Keir Starmer rejects ‘tax and spend’, so do Labour’s plans for economic growth add up?

Posted in: Brexit, Democracy and voter preference, Political history, Political ideologies, UK politics

is a Professor of Industrial Strategy, Co-Director Centre for Governance, Regulation and Industrial Strategy (CGR&IS) at the University of Bath. is a Professor of Business Economics at the University of Birmingham. This article was originally published by The Conversation on 24 June 2024.

 

In launching Labour’s manifesto, Keir Starmer sought to shed his party’s “tax and spend” image. Instead, Starmer pressed home that Labour’s core mission is to increase UK economic growth – the manifesto mentions the term more than 200 times.

Some readers may recall Labour’s 1964 manifesto, whose theme tune was Let’s Go with Labour. Back then, growth was supposed to arrive via the “white heat of technology”.

All governments want economic growth. Higher growth (measured as gross domestic product or GDP) raises living standards and provides a way to improve public services without unnecessary tax rises.

Yet over the last 50 years, successive UK governments have presided over declining growth rates in real GDP per person. Since 1974, no UK administration has been able to better the much-maligned Jim Callaghan government’s growth record(notwithstanding the infamous “winter of discontent”).

Since the 2008 financial crisis, UK growth has been elusive. If GDP per person had grown at its pre-crisis trend it has been estimated every UK citizen would be around £14,000 better offper year in real terms. What’s more, the UK has just emerged from nearly two years of falling or stagnant GDP per person .
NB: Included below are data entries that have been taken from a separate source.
PR #2116, opened 2026-01-20
Fix: CLI account-create ignores display_name argument

srikaaviya:
The account-create CLI command accepts a --display-name argument, but it was previously ignored and not passed to the backend user.create_user function. As a result, users created via CLI did not have their display name set.

Changes
Updated 
src/moin/cli/account/create.py
 to pass the display_name argument to user.create_user.
Updated the success logging statement to include the display_name for better verification and observability.
Verification
I verified this manually by running the command:

moin account-create --name TestUser --email test@example.com --password secret --display-name "My Display Name"

I confirmed that the display_name was correctly stored in the user profile metadata on disk and that the success log message included the display name.

### DIFF
--- a/src/moin/cli/account/create.py
+++ b/src/moin/cli/account/create.py
@@ -39,11 +39,10 @@ def CreateUser(name, display_name, email, password):
     logging.debug("display_name: %s", str(display_name))
     before_wiki()
 
-    # TODO: add display_name to create_user
-    msg = user.create_user(username=name, password=password, email=email)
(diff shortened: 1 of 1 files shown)


UlrichB22:
@srikaaviya, thank you for your contribution to the moin project.

If you would like to continue supporting the project, just let me know. I can look for interesting tasks.

srikaaviya:
Thank you! This is my first contribution to MoinMoin and open source,  I’d love to take on more tasks related to 'good
first issues'. I think that would be a good next step for me while I
continue learning. Please let me know!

Much of the UK’s poor growth stems from weak productivity(that is, output per hour worked), which since 2008 has significantly lagged behind that of other major G7 economies. Related to this is a very poor record on private and public investment (a key component of GDP).

According to a recent report from the Institute for Public Policy Research (IPPR), the UK has trailed the major G7 economies on business investment since the mid-1990s, and now ranks 28th of 31 OECD countries. British employees are often working with outdated equipment and, in short, the UK has become a stagnant nation.

Labour’s growth plans

Labour has committed to a new industrial strategy, backed by a statutory body – a re-established Industrial Strategy Council – to offer expert advice and critical appraisal of projects. The approach will be to build on the UK’s strengths such as professional services, advanced manufacturing and the creative sectors, but also financial services. However, policies favouring the City could hamper attempts to level up and reduce the UK’s wide regional inequalities.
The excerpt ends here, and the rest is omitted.